J. Patrick Gannon, Soul Survivors: A New Beginning for Adults Abused as Children (New York: Simon and Schuster, 1989).

This book is full of detailed information and does personalize it by following the stories of six survivors. It is a good source for information and ideas, but I felt that he had too rigid an idea of the process of healing.

The first sections of the book deal with coming to understand that you were abused and how it has affected your life. Gannon then divides the healing process into 21-steps, though he says everyone doesn't follow the same order. He gives a lot of attention to inner-child work, but seems to reserve the DID diagnoses only for extreme cases. He does believe in the value of 12-step and other self-help groups.

Wendy Maltz, The Sexual Healing Journey: A Guide for Survivors of Sexual Abuse (New York: Harper Perennial, 1991.)

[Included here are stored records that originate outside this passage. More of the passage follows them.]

PR #4607, opened 2025-02-11
Clean filepath before reading the content

praveenkumar:
Looks like security job is failing because it detect unsanitized input from file, this should fix following

```
  ✗ [Medium] Path Traversal
   ID: 2ce4a8d7-4fb1-41b5-8841-dc76ea48e503
   Path: pkg/crc/machine/bundle/repository.go, line 41
   Info: Unsanitized input from file name flows into os.ReadFile, where it is used as a path. This may result in a Path Traversal vulnerability and allow an attacker to read arbitrary files.
```

### DIFF
--- a/pkg/crc/machine/bundle/repository.go
+++ b/pkg/crc/machine/bundle/repository.go
@@ -38,7 +38,7 @@ func (repo *Repository) Get(bundleName string) (*CrcBundleInfo, error) {
 		return nil, errors.Wrapf(err, "could not find cached bundle info in %s", path)
 	}
 	jsonFilepath := filepath.Join(path, metadataFilename)
-	content, err := os.ReadFile(jsonFilepath)
+	content, err := os.ReadFile(filepath.Clean(jsonFilepath))
 	if err != nil {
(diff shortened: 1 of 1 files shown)


rohanKanojia (approved):

pkg/crc/machine/bundle/repository.go
```diff
@@ -38,7 +38,7 @@ func (repo *Repository) Get(bundleName string) (*CrcBundleInfo, error) {
 		return nil, errors.Wrapf(err, "could not find cached bundle info in %s", path)
 	}
 	jsonFilepath := filepath.Join(path, metadataFilename)
-	content, err := os.ReadFile(jsonFilepath)
+	content, err := os.ReadFile(filepath.Clean(jsonFilepath))
```
cfergeau, line 41: `filepath.Join` already calls `filepath.Clean` https://pkg.go.dev/path/filepath#Join so it's dubious that this fixes anything. It's also not clear exactly what exact scenario we want to protect against.

Issue #4609, opened 2025-02-11
[QE] Update mapt usage on gh flows


adrianriobo:
### Component

None

### Description

Current gh flows using mapt are using an image out of date, we need to move to the latest available image. Within the latest image the approach on how to define which vm type will be picked is a bit different, may that will give us a bit more stability .

It would be great to be able to track newer versions with dependabot. Check if possible

### Expected Behavior

GH flows for testing windows will provision machines using the latest available version of mapt

### Acceptance Criteria
- [x] GH flow for tesitng windows uses latest mapt version and provision and decommissions works as expected.

adrianriobo:
This issue is kind of related with the current state of tests which are almost all the time showing red, this is also caused cause all windows qe shows only one state...i.e. integration and e2e on each windows version, we can split the status update to show each of them independent

albfan:
- [x] update mapt version and arguments to call it
    Current paramters:

--project-name
--backed-url
--conn-details-output
--windows-version
--windows-featurepack
--tags

    possible new parameters:

--admin-username
--cpus
--ghactions-runner-labels
--ghactions-runner-name
--ghactions-runner-repo
--ghactions-runner-token
--install-ghactions-runner
--location
--memory
--nested-virt
--profile
--spot-eviction-tolerance
--username
--vmsize
--debug
--debug-level
    
- [ ] check if dependabot can detect new mapt versions 
- [ ] Separate flows / status updates for better info on tests

albfan:
Doing some research on https://github.com/dependabot/demo?tab=readme-ov-file and how status is collected right now

adrianriobo:
I am not sure if dependabot can be used to basically check if newer versions for any component has been released... if that is the case... just try to make it inspect the content on the gh actions files to check for newer versions on the mapt image...but may this is not possible...I really do not know

albfan:
currently we are on 0.12.1, which is recent enough

PR #4617, opened 2025-02-13
QE: bump mapt to 0.7.4

albfan:
Use last available version from mapt

Relates: #4609

### DIFF
--- a/.github/workflows/windows-qe-tpl.yml
+++ b/.github/workflows/windows-qe-tpl.yml
@@ -107,7 +107,7 @@ jobs:
           -e ARM_CLIENT_SECRET='${{secrets.ARM_CLIENT_SECRET}}' \
           -e AZURE_STORAGE_ACCOUNT='${{ secrets.AZURE_STORAGE_ACCOUNT }}' \
           -e AZURE_STORAGE_KEY='${{ secrets.AZURE_STORAGE_KEY }}' \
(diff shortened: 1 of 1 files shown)


rohanKanojia (approved):

.github/workflows/windows-qe-tpl.yml
```diff
@@ -107,7 +107,7 @@ jobs:
           -e ARM_CLIENT_SECRET='${{secrets.ARM_CLIENT_SECRET}}' \
           -e AZURE_STORAGE_ACCOUNT='${{ secrets.AZURE_STORAGE_ACCOUNT }}' \
           -e AZURE_STORAGE_KEY='${{ secrets.AZURE_STORAGE_KEY }}' \
-          quay.io/redhat-developer/mapt:v0.6.9 azure \
+          quay.io/redhat-developer/mapt:v0.7.4 azure \
```
adrianriobo: With the newer version we need to adjust the params involved:

https://github.com/redhat-developer/mapt/blob/main/docs/azure/windows.md

At least now we need also the `--nested-virt` + I would suggest to add also `--memory`  and `--cpus` as with those params the search for spot instances is not limited to the default vmsize but to any size matching the requirements

adrianriobo (changes requested):

adrianriobo:
@albfan please check previous comment. Also mapt `v0.8.0` has been release so upgrade directly to `v0.8.0`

This book is very highly recommended by everyone whom I have seen mention it. I am taking it very slowly, so I am posting it here before I finish it, but so far I think very highly of it. Very gentle and open to the idea that different people follow different paths.

Alan Marshall, People in Pieces: Multiple Personality in Milder Forms Greater Numbers (Highland City, FL: Rainbow Books, 1993).

I ought to like this book. It is about how you can be multiple without being like Sybil. But I don't. I feel like he hasn't gotten his own thinking clear. He tries to define something he calls 'Ego State Disorder' as a separate category from DID. But the more I read his examples, the more they sound like DID. In the end, I decided not to loan this book to a family member because I felt it would encourage minimizing (particularly because he states that the milder disorder, he defines, is caused by milder abuse).